The Punisher: Year One Review (Dan Abnett, Andy Lanning)


Frank Castle’s family was gunned down by mobsters in Central Park; he survived and became The Punisher, a vengeance-fuelled killing machine waging a one-man war on organised crime.


If you’re even vaguely familiar with the character then you probably already know his origin story, in which case you don’t need to read The Punisher: Year One. It doesn’t tell you anything new but takes four issues to tell you what I managed in one sentence at the start of this review.

Dan Abnett and Andy Lanning throw in a sleazy reporter character who’s trying to make a buck off of Frank’s tragedy but other than that we simply see what most readers can infer when reading a Punisher comic (there’s usually a flashback or reference to his origins told within a panel or two in most of his stories). It’s such a pointless book.

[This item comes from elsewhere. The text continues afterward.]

PR #999, opened 2018-04-19
 [subset] Check that instruction offsets in glyph are in bounds

garretrieger:
Also add a drop hints subsetting operation to the subset fuzzer.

Some Year One books (which, if you’re new to superhero comics, is translated as ‘Character Name: Origin’) add something to the character, a layer of meaning or something thoughtful. This is why Garth Ennis and Darick Robertson’s The Punisher: Born is so much better of an origin story, because it takes you back further than that day in the park and places The Punisher’s beginning to the Vietnam War. Ennis manages to build on the character and improve his origins to make more sense. Abnett/Lanning do nothing but regurgitate the somewhat silly accepted origin already known by most readers.

The Punisher: Year One is instantly forgettable, disposable trash - I highly recommend The Punisher: Born as a far better comic and origin story for the character instead.